## Records for processing
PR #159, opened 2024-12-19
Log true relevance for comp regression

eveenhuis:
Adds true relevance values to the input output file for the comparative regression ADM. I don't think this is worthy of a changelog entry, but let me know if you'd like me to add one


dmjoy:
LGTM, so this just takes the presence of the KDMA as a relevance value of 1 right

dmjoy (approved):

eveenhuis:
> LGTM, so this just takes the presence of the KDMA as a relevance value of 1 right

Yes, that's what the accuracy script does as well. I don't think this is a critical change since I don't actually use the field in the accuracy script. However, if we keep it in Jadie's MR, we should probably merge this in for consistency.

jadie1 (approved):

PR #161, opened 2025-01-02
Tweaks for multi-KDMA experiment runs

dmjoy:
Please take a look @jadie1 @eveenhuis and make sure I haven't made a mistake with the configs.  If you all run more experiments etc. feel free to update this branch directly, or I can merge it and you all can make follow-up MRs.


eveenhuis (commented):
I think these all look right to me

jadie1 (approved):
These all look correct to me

## Your instructions
Give again, exactly and with nothing added, the lines running from the one that contains "PR #161, opened 2025-01-02" to the last line of the material.

## Written reply
PR #161, opened 2025-01-02
Tweaks for multi-KDMA experiment runs

dmjoy:
Please take a look @jadie1 @eveenhuis and make sure I haven't made a mistake with the configs.  If you all run more experiments etc. feel free to update this branch directly, or I can merge it and you all can make follow-up MRs.


eveenhuis (commented):
I think these all look right to me

jadie1 (approved):
These all look correct to me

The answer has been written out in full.